[Saved entries]

■ ■ ■ ■ ■

PR #30, opened 2019-07-17
[FLEX 522] add numeric +/- button in input

girishdudhe:
1. Adding the number +/- in input
2. Adding onClick event to Icon

I added the Error Message in label that is not mentioned in JIRA ticket. As this message is directly on UI so it should be i18N format so I have provided errMsg prop to InputCounter. 
Storybook for InputCounter:
http://10.86.78.152:6006/?path=/story/inputcounter--a-simple-inputcounter-box

### DIFF
--- a/src/forms/inputcounter/InputCounter.tsx
+++ b/src/forms/inputcounter/InputCounter.tsx
@@ -11,13 +11,13 @@ import * as React from "react";
 import * as utils from "../../utils";
 import {Icon} from "../../icon";
 import {Input} from "../input/Input";
+import "./InputCounter.css";
 
 type InputCounterProps = {
     className?: string;
     maxValue?: number;
     minValue?: number;
     defaultValue?: number;
-    name?: string;
     errMsg?: string;
     width?: string;
     onChange?: (evt: React.ChangeEvent<HTMLInputElement>) => void;
@@ -32,36 +32,33 @@ export class InputCounter extends React.PureComponent<InputCounterProps, InputCo
     public static defaultProps: Partial<InputCounterProps> = {
         minValue: Number.MIN_SAFE_INTEGER,
         maxValue: Number.MAX_SAFE_INTEGER,
+        errMsg: "Value should be",
+        width: "6rem",
     };
     constructor(props: any) {
         super(props);
 
+        //Default Value should be >= to minValue
         let defaultValue = isNaN(props.defaultValue) ? 0 : Math.max(props.defaultValue, props.minValue);
+        //Default Value should be <= to minValue
+        defaultValue = Math.min(defaultValue, props.maxValue);
         this.state = {
             value: defaultValue,
             errorMsg: "",
         };
     }
 
-    private getErrorMessage() {
-        if (this.props.errMsg === undefined) {
-            return "Value should be ";
-        } else {
-            return this.props.errMsg;
-        }
-    }
-
     private handleChange = (evt: React.ChangeEvent<HTMLInputElement>) => {
         if (isNaN(parseInt(evt.target.value))) {
             this.setState({
-                value: isNaN(this.props.minValue!) ? 0 : this.props.minValue!,
+                value: isNaN(this.props.minValue!) ? 0 : Math.max(this.props.defaultValue, this.props.minValue!),
             });
         } else if (parseInt(evt.target.value) > this.props.maxValue!) {
-            let maxValueError = this.getErrorMessage() + " <= " + this.props.maxValue;
+            let maxValueError = this.props.errMsg + " <= " + this.props.maxValue;
             this.setState({errorMsg: maxValueError});
             this.setState({value: parseInt(evt.target.value)});
         } else if (parseInt(evt.target.value) < this.props.minValue!) {
-            let minValueError = this.getErrorMessage() + " >= " + this.props.minValue;
+            let minValueError = this.props.errMsg + " >= " + this.props.minValue;
             this.setState({errorMsg: minValueError});
             this.setState({value: parseInt(evt.target.value)});
         } else {
@@ -73,56 +70,40 @@ export class InputCounter extends React.PureComponent<InputCounterProps, InputCo
     };
 
     private handleIncrement() {
-        if (this.props.maxValue === undefined) {
-            this.setState({value: this.state.value + 1});
-        } else if (this.state.value < this.props.maxValue!) {
+        if (this.state.value < this.props.maxValue!) {
             this.setState({value: this.state.value + 1});
         } else {
-            let maxValueError = this.getErrorMessage() + " <= " + this.props.maxValue;
+            let maxValueError = this.props.errMsg + " <= " + this.props.maxValue;
             this.setState({errorMsg: maxValueError});
         }
     }
 
     private handleDecrement() {
-        if (this.props.minValue === undefined) {
-            this.setState({value: this.state.value - 1});
-        } else if (this.state.value > this.props.minValue!) {
+        if (this.state.value > this.props.minValue!) {
             this.setState({value: this.state.value - 1});
         } else {
-            let minValueError = this.getErrorMessage() + " >= " + this.props.minValue;
+            let minValueError = this.props.errMsg + " > " + this.props.minValue;
             this.setState({errorMsg: minValueError});
         }
     }
 
     render() {
-        const {maxValue, minValue, defaultValue, onChange, name, errMsg} = this.props;
-        let {width} = this.props;
-        if (width === undefined) {
-            width = "6rem"; //This is defaultWidth
-        }
+        const {width, maxValue, minValue, defaultValue, onChange, errMsg} = this.props;
         return (
             <div className="clr-form" style={{width: width}}>
-                <div style={{display: "flex"}}>
-                    <div style={{display: "inline-block", paddingRight: "0%", paddingLeft: "0%"}}>
+                <div className="ic-flex">
+                    <div className="ic-div">
                         <input
+                            className="ic-input"
                             name="counter"
                             value={this.state.value}
                             onChange={this.handleChange.bind(this)}
-                            style={{height: "52px", width: "100%", border: "1px solid #d3d3d3"}}
                         />
                     </div>
-                    <div style={{display: "inline-block"}}>
-                        <Icon
-                            shape="plus"
-                            style={{height: "26px", border: "1px solid #d3d3d3", paddingRight: "0%", paddingLeft: "0%"}}
-                            onClick={this.handleIncrement.bind(this)}
-                        />
+                    <div className="ic-div">
+                        <Icon className="ic-icon" shape="plus" onClick={this.handleIncrement.bind(this)} />
                         <br />
-                        <Icon
-                            shape="minus"
-                            style={{height: "26px", border: "1px solid #d3d3d3", paddingRight: "0%", paddingLeft: "0%"}}
-                            onClick={this.handleDecrement.bind(this)}
-                        />
+                        <Icon className="ic-icon" shape="minus" onClick={this.handleDecrement.bind(this)} />
                     </div>
                 </div>
                 <div>
--- a/src/forms/inputcounter/InputCounter.tsx
+++ b/src/forms/inputcounter/InputCounter.tsx
@@ -29,7 +29,7 @@ type InputCounterState = {
 };
 
 export class InputCounter extends React.PureComponent<InputCounterProps, InputCounterState> {
-    public static defaultProps: Partial<InputCounterProps> = {
+    static defaultProps = {
         minValue: Number.MIN_SAFE_INTEGER,
         maxValue: Number.MAX_SAFE_INTEGER,
         errMsg: "Value should be",
@@ -51,7 +51,7 @@ export class InputCounter extends React.PureComponent<InputCounterProps, InputCo
     private handleChange = (evt: React.ChangeEvent<HTMLInputElement>) => {
         if (isNaN(parseInt(evt.target.value))) {
             this.setState({
-                value: isNaN(this.props.minValue!) ? 0 : Math.max(this.props.defaultValue, this.props.minValue!),
+                value: isNaN(this.props.minValue!) ? 0 : Math.max(this.props.defaultValue!, this.props.minValue!),
             });
         } else if (parseInt(evt.target.value) > this.props.maxValue!) {
             let maxValueError = this.props.errMsg + " <= " + this.props.maxValue;
--- a/src/forms/inputcounter/InputCounter.tsx
+++ b/src/forms/inputcounter/InputCounter.tsx
@@ -1,0 +1,131 @@
+/**
+ * Copyright (c) 2018 Dell Inc., or its subsidiaries. All Rights Reserved.
+ *
+ * Licensed under the Apache License, Version 2.0 (the "License");
+ * you may not use this file except in compliance with the License.
+ * You may obtain a copy of the License at
+ *
+ *     http://www.apache.org/licenses/LICENSE-2.0
+ */
+import * as React from "react";
+import * as utils from "../../utils";
+import {ReactNode} from "react";
+import {Button} from "../button";
+import {Input} from "../input/Input";
+
+type InputCounterProps = {
+    className?: string;
+    maxValue: string;
+    minValue: string;
+    defaultValue?: string | "0";
+    onChange?: (evt: React.ChangeEvent<HTMLInputElement>) => void;
+    name?: string;
+    style?: any;
+};
+
+type InputCounterState = {
+    value: number;
+    errorMsg: string;
+};
+
+export class InputCounter extends React.PureComponent<InputCounterProps, InputCounterState> {
+    constructor(props: any) {
+        super(props);
+        this.state = {
+            value: parseInt(props.defaultValue),
+            errorMsg: "",
+        };
+    }
+
+    private handleChange = (evt: React.ChangeEvent<HTMLInputElement>) => {
+        if (isNaN(parseInt(evt.target.value))) {
+            this.setState({value: parseInt(this.props.minValue)});
+        } else if (parseInt(evt.target.value) > parseInt(this.props.maxValue)) {
+            let maxValueError = "Value should be < " + this.props.maxValue;
+            this.setState({errorMsg: maxValueError});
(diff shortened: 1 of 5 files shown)


src/forms/inputcounter/InputCounter.tsx
```diff
@@ -0,0 +1,134 @@
...
+        let defaultValue = isNaN(props.defaultValue) ? 0 : Math.max(props.defaultValue, props.minValue);
+        this.state = {
+            value: defaultValue,
+            errorMsg: "",
+        };
+    }
+
+    private getErrorMessage() {
+        if (this.props.errMsg === undefined) {
+            return "Value should be ";
```
akate1: You can add this error message  in default props.

src/forms/inputcounter/InputCounter.tsx
```diff
@@ -0,0 +1,134 @@
...
+        }
+        return (
+            <div className="clr-form" style={{width: width}}>
+                <div style={{display: "flex"}}>
+                    <div style={{display: "inline-block", paddingRight: "0%", paddingLeft: "0%"}}>
+                        <input
+                            name="counter"
+                            value={this.state.value}
+                            onChange={this.handleChange.bind(this)}
+                            style={{height: "52px", width: "100%", border: "1px solid #d3d3d3"}}
```
akate1: Try specify style in uniform unit all should be in form of % or in term of 'px'

src/forms/inputcounter/InputCounter.tsx
```diff
@@ -0,0 +1,134 @@
...
+        super(props);
+
+        let defaultValue = isNaN(props.defaultValue) ? 0 : Math.max(props.defaultValue, props.minValue);
+        this.state = {
+            value: defaultValue,
+            errorMsg: "",
+        };
+    }
+
+    private getErrorMessage() {
```
akate1: You can remove this function by providing default value to 'errMsg' prop

src/forms/inputcounter/InputCounter.tsx
```diff
@@ -0,0 +1,134 @@
...
+    render() {
+        const {maxValue, minValue, defaultValue, onChange, name, errMsg} = this.props;
+        let {width} = this.props;
+        if (width === undefined) {
+            width = "6rem"; //This is defaultWidth
+        }
+        return (
+            <div className="clr-form" style={{width: width}}>
+                <div style={{display: "flex"}}>
+                    <div style={{display: "inline-block", paddingRight: "0%", paddingLeft: "0%"}}>
```
psivakumaran: The styles can be added to a css file.

src/forms/inputcounter/InputCounter.tsx
psivakumaran: Same here, the styles can be added to a css file.

src/forms/inputcounter/InputCounter.tsx
```diff
@@ -0,0 +1,134 @@
...
+                            name="counter"
+                            value={this.state.value}
+                            onChange={this.handleChange.bind(this)}
+                            style={{height: "52px", width: "100%", border: "1px solid #d3d3d3"}}
+                        />
+                    </div>
+                    <div style={{display: "inline-block"}}>
+                        <Icon
+                            shape="plus"
+                            style={{height: "26px", border: "1px solid #d3d3d3", paddingRight: "0%", paddingLeft: "0%"}}
```
psivakumaran: Same, the styles can be added to a css file.

src/forms/inputcounter/InputCounter.tsx
```diff
@@ -0,0 +1,134 @@
...
+                            onClick={this.handleIncrement.bind(this)}
+                        />
+                        <br />
+                        <Icon
+                            shape="minus"
+                            style={{height: "26px", border: "1px solid #d3d3d3", paddingRight: "0%", paddingLeft: "0%"}}
```
psivakumaran: Same, the styles can be added to a css file.

src/forms/inputcounter/InputCounter.tsx
```diff
@@ -0,0 +1,134 @@
...
+    defaultValue?: number;
+    name?: string;
+    errMsg?: string;
+    width?: string;
+    onChange?: (evt: React.ChangeEvent<HTMLInputElement>) => void;
+};
+
+type InputCounterState = {
+    value: number;
+    errorMsg: string;
```
akate1: Instate of keeping error message in state can we derive it at runtime ?

src/forms/inputcounter/InputCounter.tsx
```diff
@@ -0,0 +1,134 @@
...
+import * as utils from "../../utils";
+import {Icon} from "../../icon";
+import {Input} from "../input/Input";
+
+type InputCounterProps = {
+    className?: string;
+    maxValue?: number;
+    minValue?: number;
+    defaultValue?: number;
+    name?: string;
```
akate1: Not getting use of 'name' prop here.

src/forms/inputcounter/InputCounter.tsx
```diff
@@ -0,0 +1,134 @@
...
+    errMsg?: string;
+    width?: string;
```
akate1: instate of only width it is better if we give control of whole style by using 'style' prop.

src/forms/inputcounter/InputCounter.tsx
```diff
@@ -0,0 +1,134 @@
...
+    public static defaultProps: Partial<InputCounterProps> = {
+        minValue: Number.MIN_SAFE_INTEGER,
+        maxValue: Number.MAX_SAFE_INTEGER,
+    };
+    constructor(props: any) {
+        super(props);
+
+        let defaultValue = isNaN(props.defaultValue) ? 0 : Math.max(props.defaultValue, props.minValue);
+        this.state = {
+            value: defaultValue,
```
akate1: No need of defaultValue variable you can directly replace it with 'isNaN(props.defaultValue) ? 0 : Math.max(props.defaultValue, props.minValue);' here

src/forms/inputcounter/InputCounter.tsx
```diff
@@ -0,0 +1,134 @@
...
+            return "Value should be ";
+        } else {
+            return this.props.errMsg;
+        }
+    }
+
+    private handleChange = (evt: React.ChangeEvent<HTMLInputElement>) => {
+        if (isNaN(parseInt(evt.target.value))) {
+            this.setState({
+                value: isNaN(this.props.minValue!) ? 0 : this.props.minValue!,
```
psivakumaran: Should this be set to defaultValue after comparison with minVal and maxVal? Like in constructor.

src/forms/inputcounter/InputCounter.tsx
payald: The text can be added as a constant

src/forms/inputcounter/InputCounter.tsx
```diff
@@ -0,0 +1,134 @@
...
+        } else {
+            this.setState({value: parseInt(evt.target.value)});
+            this.setState({errorMsg: ""});
+        }
+        const {onChange} = this.props;
+        if (onChange) onChange(evt);
+    };
+
+    private handleIncrement() {
+        if (this.props.maxValue === undefined) {
```
akate1: You have already define default value for 'maxValue' then it can not be undefined here.

src/forms/inputcounter/InputCounter.tsx
```diff
@@ -0,0 +1,134 @@
...
+            this.setState({value: this.state.value + 1});
+        } else if (this.state.value < this.props.maxValue!) {
```
akate1: What if 'value' is equal to 'maxValue' ?

src/forms/inputcounter/InputCounter.tsx
```diff
@@ -0,0 +1,134 @@
...
+
+export class InputCounter extends React.PureComponent<InputCounterProps, InputCounterState> {
+    public static defaultProps: Partial<InputCounterProps> = {
+        minValue: Number.MIN_SAFE_INTEGER,
+        maxValue: Number.MAX_SAFE_INTEGER,
+    };
+    constructor(props: any) {
+        super(props);
+
+        let defaultValue = isNaN(props.defaultValue) ? 0 : Math.max(props.defaultValue, props.minValue);
```
psivakumaran: Should we also compare with maxValue? What happens if the defaultValue is greater that maxVal?

src/forms/inputcounter/InputCounter.tsx
```diff
@@ -0,0 +1,134 @@
...
+        } else if (this.state.value < this.props.maxValue!) {
+            this.setState({value: this.state.value + 1});
+        } else {
+            let maxValueError = this.getErrorMessage() + " <= " + this.props.maxValue;
+            this.setState({errorMsg: maxValueError});
+        }
+    }
+
+    private handleDecrement() {
+        if (this.props.minValue === undefined) {
```
akate1: You have already define default value for 'minValue' then it can not be undefined here.

src/forms/inputcounter/InputCounter.tsx
```diff
@@ -0,0 +1,134 @@
...
+            this.setState({value: this.state.value - 1});
+        } else if (this.state.value > this.props.minValue!) {
```
akate1: What if 'value' is equal to 'minValue' ? We need to handle this case as well

src/forms/inputcounter/InputCounter.tsx
girishdudhe: I just updated the message in commit message for this propr errMsg. If errMsg prop is approved by everyone then I will modify it as constant.

src/forms/inputcounter/InputCounter.tsx
```diff
@@ -0,0 +1,134 @@
...
+
+    private getErrorMessage() {
+        if (this.props.errMsg === undefined) {
+            return "Value should be ";
+        } else {
+            return this.props.errMsg;
+        }
+    }
+
+    private handleChange = (evt: React.ChangeEvent<HTMLInputElement>) => {
```
akate1: Are we allowing user to directly edit value in textbox ?

src/forms/inputcounter/InputCounter.tsx
```diff
@@ -0,0 +1,134 @@
...
+                            value={this.state.value}
+                            onChange={this.handleChange.bind(this)}
+                            style={{height: "52px", width: "100%", border: "1px solid #d3d3d3"}}
+                        />
+                    </div>
+                    <div style={{display: "inline-block"}}>
+                        <Icon
+                            shape="plus"
+                            style={{height: "26px", border: "1px solid #d3d3d3", paddingRight: "0%", paddingLeft: "0%"}}
+                            onClick={this.handleIncrement.bind(this)}
```
akate1: Since this component do not have specific CSS classes like Toast can we write CSS classes for this rather than inline styles ?

src/forms/inputcounter/InputCounter.tsx
girishdudhe: As we have given only width as actual prop that is going to change. So added % only for width. All other are added as px as those are not going to set from outside.

src/forms/inputcounter/InputCounter.tsx
girishdudhe: yes

src/forms/inputcounter/InputCounter.tsx
girishdudhe: Actually is there any example of css class in clarity-react repo....I have not seen .css file so added all as inline.

src/forms/inputcounter/InputCounter.tsx
girishdudhe: Addressed

src/forms/inputcounter/InputCounter.tsx
girishdudhe: ok got it....Addressed also removed getErrorMessage as it is not required now.

src/forms/inputcounter/InputCounter.tsx
girishdudhe: done

src/forms/inputcounter/InputCounter.tsx
girishdudhe: what is the problem in state? If we remove it from state, then we need to use ref that add complexity in code.

src/forms/inputcounter/InputCounter.tsx
girishdudhe: ok. Addressed.

src/forms/inputcounter/InputCounter.tsx
girishdudhe: We should not allow to increment value and show the error message.

src/forms/inputcounter/InputCounter.tsx
girishdudhe: Addressed this in both the handler.

src/forms/inputcounter/InputCounter.tsx
girishdudhe: It is handled here. If it is equal, then don't allow to decrements the value and show the error message.

src/forms/inputcounter/InputCounter.tsx
girishdudhe: Added the width also in default Props.

girishdudhe: Removed this function....

src/forms/inputcounter/InputCounter.tsx
girishdudhe: Addressed.

src/forms/inputcounter/InputCounter.tsx
girishdudhe: Addressed.

src/forms/inputcounter/InputCounter.tsx
girishdudhe: Addressed.

src/forms/inputcounter/InputCounter.tsx
girishdudhe: Addressed.

src/forms/inputcounter/InputCounter.tsx
girishdudhe: Addressed.

src/forms/inputcounter/InputCounter.tsx
girishdudhe: As I need to allow only width to change, I have not give style as prop.

src/forms/inputcounter/InputCounter.tsx
```diff
@@ -0,0 +1,115 @@
...
+    onChange?: (evt: React.ChangeEvent<HTMLInputElement>) => void;
+};
+
+type InputCounterState = {
+    value: number;
+    errorMsg: string;
+};
+
+export class InputCounter extends React.PureComponent<InputCounterProps, InputCounterState> {
+    public static defaultProps: Partial<InputCounterProps> = {
```
akate1: you can remove public keyword here. Also not getting what is use of 'Partial' here ?

src/forms/inputcounter/InputCounter.tsx
```diff
@@ -0,0 +1,115 @@
...
+        errMsg: "Value should be",
+        width: "6rem",
+    };
+    constructor(props: any) {
+        super(props);
+
+        //Default Value should be >= to minValue
+        let defaultValue = isNaN(props.defaultValue) ? 0 : Math.max(props.defaultValue, props.minValue);
+        //Default Value should be <= to minValue
+        defaultValue = Math.min(defaultValue, props.maxValue);
```
akate1: What is purpose of changing defaultValue here again ?  I guess defaultValue is given by user and you just need to check if it is between Min and Max value. Can't we do this in one check? And what if user provide wrong default value ?

src/forms/inputcounter/InputCounter.tsx
```diff
@@ -0,0 +1,115 @@
...
+        } else {
+            this.setState({value: parseInt(evt.target.value)});
+            this.setState({errorMsg: ""});
+        }
+        const {onChange} = this.props;
+        if (onChange) onChange(evt);
+    };
+
+    private handleIncrement() {
+        if (this.state.value < this.props.maxValue!) {
```
akate1: Same logic is repeated in handleChange() to check validity of value before increment/decrements. Can we make common function of it and reuse at both places ?

src/forms/inputcounter/InputCounter.tsx
girishdudhe: Addressed.

src/forms/inputcounter/InputCounter.tsx
akate1: There is no problem here. But  just a thought how does error message will affect state of this component? .Does this is something that component want to remember throughout state change and  does next state depends on error message?

src/forms/inputcounter/InputCounter.tsx
girishdudhe: Login is different in both the places. In handleIncrement(), it is checking against maxValue and in handleDecrement(). it is checking against minValue.

akate1: Yes I know.  I just combined 2 comments here. We can create 2 common methods and  reuse them.

src/forms/inputcounter/InputCounter.tsx
girishdudhe: DefaultValue should be >= MinValue and  <= MaxValue. So even if user gives the defaultValue < MinValue or defaultValue>maxValue then we need to adjust the defaultValue as per minValue and maxValue.
So to address the comment given by priya: "What happens if the defaultValue is greater that maxVal?" , I have added the code to select the min value between defaultValue and maxValue.

akate1: @girishdudhe  Its not wise to change value without knowledge of user. We should give some error. I am not sure but please check if we  can add such conditions while declaration of props itself

src/forms/inputcounter/InputCounter.tsx
girishdudhe: This "Partial<Props>" is used to assign value to partial props as default value in typescript version < 3. As we are using typescript version > 3, we can remove that.

girishdudhe:
We are going to use the solution suggested by Ben.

■ ■ ■ ■ ■

WORK REQUIRED:
All lines of the entries above where "minus" turns up should be reported.

TASK RESULT:
-                            shape="minus"
+                        <Icon className="ic-icon" shape="minus" onClick={this.handleDecrement.bind(this)} />
+                            shape="minus"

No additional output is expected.